* _What you are asked to do_
Restate each record word for word, from the first to the last.

* _Input data_
################

PR #2932, opened 2023-05-03
add functions to set refereed

MJedr:
closes: cern-sis/issues-inspire#275


backend/inspirehep/curation/utils.py
```diff
@@ -0,0 +1,100 @@
...
+        not_a_conference_paper and published_in_a_refereed_journal_with_proceedings
+    ):
+        record["refereed"] = True
+    elif published_exclusively_in_non_refereed_journals:
+        record["refereed"] = False
+
+    if published_only_in_proceedings and published_only_in_non_refereed_journals:
+        try:
+            record["document_type"].remove("article")
+            record["document_type"].append("conference paper")
```
drjova, line 92: are we sure we don't produce duplicates?

MJedr: it's why there's try/catch (this part it's a copy-paste from next, I believe when there's an article we don't have a conference paper)

drjova (approved):

PR #2933, opened 2023-05-04
legacy_records: add xml export celery task

PascalEgn:

### DIFF
--- a/backend/inspirehep/records/cli.py
+++ b/backend/inspirehep/records/cli.py
@@ -6,16 +6,15 @@
 # the terms of the MIT License; see LICENSE file for more details.
 
 import datetime
+import math
 import os
 import re
-from io import BytesIO
 from itertools import islice
 
 import click
 import orjson
 import requests
 import structlog
-from botocore.exceptions import ClientError
 from flask import current_app
 from flask.cli import with_appcontext
 from flask_celeryext.app import current_celery_app
@@ -25,19 +24,19 @@ from invenio_records.api import RecordMetadata
 from sqlalchemy import DateTime, cast, not_, or_, type_coerce
 from sqlalchemy.dialects.postgresql import JSONB
 
-from inspirehep.files.api import current_s3_instance
 from inspirehep.mailing.api.jobs import send_job_deadline_reminder
 from inspirehep.migrator.models import LegacyRecordsMirror
 from inspirehep.pidstore.api import PidStoreBase
 from inspirehep.records.api import InspireRecord, JobsRecord
 from inspirehep.records.models import RecordsAuthors
 from inspirehep.records.tasks import (
+    export_legacy_recids,
     populate_journal_literature,
     regenerate_author_records_table_entries,
     remove_bai_from_literature_authors,
 )
 from inspirehep.search.api import LiteratureSearch
-from inspirehep.utils import chunker
+from inspirehep.utils import chunker, flatten_list
 
 LOGGER = structlog.getLogger()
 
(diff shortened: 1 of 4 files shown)


backend/inspirehep/records/cli.py
```diff
@@ -350,37 +350,65 @@ def legacy_records():
...
+    for count, recid_chunk in enumerate(recid_chunks):
+        bucket_name = f"{bucket}-{(count % bucket_count)}"
+        export_task = export_legacy_recids.s(
+            bucket_name, flatten_list(recid_chunk), db_batch_size
+        ).set(queue=task_queue)
+        export_tasks.append(export_task)
+
+    export_task_group = group(export_tasks)
+    export_group_result = export_task_group()
+    export_group_result.join()
```
MJedr, line 413: Why you're grouping tasks? Is there any particular reason for that? In my opinion, you can create tasks with `export_legacy_recids.delay()`, grouping in this case is not needed (without it you'll create ~12000 tasks, which is totally fine) and makes the code more complex. You can just send a task with a list of recids and then no need for chunking in the task.

backend/inspirehep/records/tasks.py
```diff
@@ -236,3 +242,40 @@ def reference_self_curation(
...
+            upload_counter += 1
+        except ClientError as e:
+            LOGGER.warning(
+                "There was an issue uploading to s3",
+                filename=filename,
+                bucket_name=bucket_name,
+                stacktrace=e,
+            )
+        if upload_counter % math.ceil(recid_len / 10) == 0:
+            LOGGER.info("files uploaded", upload_count=upload_counter)
```
MJedr, line 281: can't you just log in in the end of your CLI?

backend/inspirehep/records/tasks.py
```diff
@@ -236,3 +242,40 @@ def reference_self_curation(
...
+            current_s3_instance.upload_file(
+                fileob, key, filename, mime_type, acl, bucket_name
+            )
+            upload_counter += 1
+        except ClientError as e:
+            LOGGER.warning(
+                "There was an issue uploading to s3",
+                filename=filename,
+                bucket_name=bucket_name,
+                stacktrace=e,
```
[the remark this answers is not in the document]
PascalEgn: They use the `__str__` function in their own [documentation](https://botocore.amazonaws.com/v1/documentation/api/latest/client_upgrades.html#error-handling) . But also mention `e.msg`, i will change it :+1:

backend/inspirehep/records/tasks.py
PascalEgn: Doesn't only the tasks know if the upload was successful? thats why i log it there.

backend/inspirehep/records/cli.py
PascalEgn: I used grouping to know when every task is finished, so the script only finishes if every task comes to an end. I agree this might cause problems so yeah i will remove it and use `.delay()`. 
But i dont really understand why the chunking is not needed, i thought its quiet useful to get a list of for example 1000 recids each iteration.

backend/inspirehep/records/tasks.py
MJedr: yes, but I meant to remove the check, why do you need that? If you process all the documents they're uploaded or am I wrong?

PascalEgn: No you are right, its just to see the upload progress of each task.

MJedr: I still don't understand why you can't just log `files are updated` at the end of the loop, without the `if` condition. Then, you don't need a counter (also, you can use enumerate, it's more "elegant" I would say), especially, since you will upload 100 files only in one batch.

backend/inspirehep/records/cli.py
```diff
@@ -350,37 +349,61 @@ def legacy_records():
 
 
 @legacy_records.command(help="Upload marcxml column to S3.")
+@click.option(
+    "--task-queue",
+    help="Celery task queue",
+    default="xml_export",
```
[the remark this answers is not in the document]
PascalEgn: Harris wanted it to be flexible so we can have a special queue for it. I used `migrator` in the tests, so it will run without creating a new queue. I will change the default to `migrator` as well.

backend/inspirehep/records/tasks.py
PascalEgn: I will remove it. And I agree, enumerate would be more elegant but I think I would not be able to use it here because I only want to count the successful uploads.

backend/inspirehep/records/cli.py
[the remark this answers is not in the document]
MJedr: It's ok, you can have a special queue, but then please test it with a new setting. Otherwise, it's not tested properly.

MJedr (approved):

################

* _Solution to the exercise_
PR #2932, opened 2023-05-03
add functions to set refereed

MJedr:
closes: cern-sis/issues-inspire#275


backend/inspirehep/curation/utils.py
```diff
@@ -0,0 +1,100 @@
...
+        not_a_conference_paper and published_in_a_refereed_journal_with_proceedings
+    ):
+        record["refereed"] = True
+    elif published_exclusively_in_non_refereed_journals:
+        record["refereed"] = False
+
+    if published_only_in_proceedings and published_only_in_non_refereed_journals:
+        try:
+            record["document_type"].remove("article")
+            record["document_type"].append("conference paper")
```
drjova, line 92: are we sure we don't produce duplicates?

MJedr: it's why there's try/catch (this part it's a copy-paste from next, I believe when there's an article we don't have a conference paper)

drjova (approved):

PR #2933, opened 2023-05-04
legacy_records: add xml export celery task

PascalEgn:

### DIFF
--- a/backend/inspirehep/records/cli.py
+++ b/backend/inspirehep/records/cli.py
@@ -6,16 +6,15 @@
 # the terms of the MIT License; see LICENSE file for more details.
 
 import datetime
+import math
 import os
 import re
-from io import BytesIO
 from itertools import islice
 
 import click
 import orjson
 import requests
 import structlog
-from botocore.exceptions import ClientError
 from flask import current_app
 from flask.cli import with_appcontext
 from flask_celeryext.app import current_celery_app
@@ -25,19 +24,19 @@ from invenio_records.api import RecordMetadata
 from sqlalchemy import DateTime, cast, not_, or_, type_coerce
 from sqlalchemy.dialects.postgresql import JSONB
 
-from inspirehep.files.api import current_s3_instance
 from inspirehep.mailing.api.jobs import send_job_deadline_reminder
 from inspirehep.migrator.models import LegacyRecordsMirror
 from inspirehep.pidstore.api import PidStoreBase
 from inspirehep.records.api import InspireRecord, JobsRecord
 from inspirehep.records.models import RecordsAuthors
 from inspirehep.records.tasks import (
+    export_legacy_recids,
     populate_journal_literature,
     regenerate_author_records_table_entries,
     remove_bai_from_literature_authors,
 )
 from inspirehep.search.api import LiteratureSearch
-from inspirehep.utils import chunker
+from inspirehep.utils import chunker, flatten_list
 
 LOGGER = structlog.getLogger()
 
(diff shortened: 1 of 4 files shown)


backend/inspirehep/records/cli.py
```diff
@@ -350,37 +350,65 @@ def legacy_records():
...
+    for count, recid_chunk in enumerate(recid_chunks):
+        bucket_name = f"{bucket}-{(count % bucket_count)}"
+        export_task = export_legacy_recids.s(
+            bucket_name, flatten_list(recid_chunk), db_batch_size
+        ).set(queue=task_queue)
+        export_tasks.append(export_task)
+
+    export_task_group = group(export_tasks)
+    export_group_result = export_task_group()
+    export_group_result.join()
```
MJedr, line 413: Why you're grouping tasks? Is there any particular reason for that? In my opinion, you can create tasks with `export_legacy_recids.delay()`, grouping in this case is not needed (without it you'll create ~12000 tasks, which is totally fine) and makes the code more complex. You can just send a task with a list of recids and then no need for chunking in the task.

backend/inspirehep/records/tasks.py
```diff
@@ -236,3 +242,40 @@ def reference_self_curation(
...
+            upload_counter += 1
+        except ClientError as e:
+            LOGGER.warning(
+                "There was an issue uploading to s3",
+                filename=filename,
+                bucket_name=bucket_name,
+                stacktrace=e,
+            )
+        if upload_counter % math.ceil(recid_len / 10) == 0:
+            LOGGER.info("files uploaded", upload_count=upload_counter)
```
MJedr, line 281: can't you just log in in the end of your CLI?

backend/inspirehep/records/tasks.py
```diff
@@ -236,3 +242,40 @@ def reference_self_curation(
...
+            current_s3_instance.upload_file(
+                fileob, key, filename, mime_type, acl, bucket_name
+            )
+            upload_counter += 1
+        except ClientError as e:
+            LOGGER.warning(
+                "There was an issue uploading to s3",
+                filename=filename,
+                bucket_name=bucket_name,
+                stacktrace=e,
```
[the remark this answers is not in the document]
PascalEgn: They use the `__str__` function in their own [documentation](https://botocore.amazonaws.com/v1/documentation/api/latest/client_upgrades.html#error-handling) . But also mention `e.msg`, i will change it :+1:

backend/inspirehep/records/tasks.py
PascalEgn: Doesn't only the tasks know if the upload was successful? thats why i log it there.

backend/inspirehep/records/cli.py
PascalEgn: I used grouping to know when every task is finished, so the script only finishes if every task comes to an end. I agree this might cause problems so yeah i will remove it and use `.delay()`. 
But i dont really understand why the chunking is not needed, i thought its quiet useful to get a list of for example 1000 recids each iteration.

backend/inspirehep/records/tasks.py
MJedr: yes, but I meant to remove the check, why do you need that? If you process all the documents they're uploaded or am I wrong?

PascalEgn: No you are right, its just to see the upload progress of each task.

MJedr: I still don't understand why you can't just log `files are updated` at the end of the loop, without the `if` condition. Then, you don't need a counter (also, you can use enumerate, it's more "elegant" I would say), especially, since you will upload 100 files only in one batch.

backend/inspirehep/records/cli.py
```diff
@@ -350,37 +349,61 @@ def legacy_records():
 
 
 @legacy_records.command(help="Upload marcxml column to S3.")
+@click.option(
+    "--task-queue",
+    help="Celery task queue",
+    default="xml_export",
```
[the remark this answers is not in the document]
PascalEgn: Harris wanted it to be flexible so we can have a special queue for it. I used `migrator` in the tests, so it will run without creating a new queue. I will change the default to `migrator` as well.

backend/inspirehep/records/tasks.py
PascalEgn: I will remove it. And I agree, enumerate would be more elegant but I think I would not be able to use it here because I only want to count the successful uploads.

backend/inspirehep/records/cli.py
[the remark this answers is not in the document]
MJedr: It's ok, you can have a special queue, but then please test it with a new setting. Otherwise, it's not tested properly.

MJedr (approved):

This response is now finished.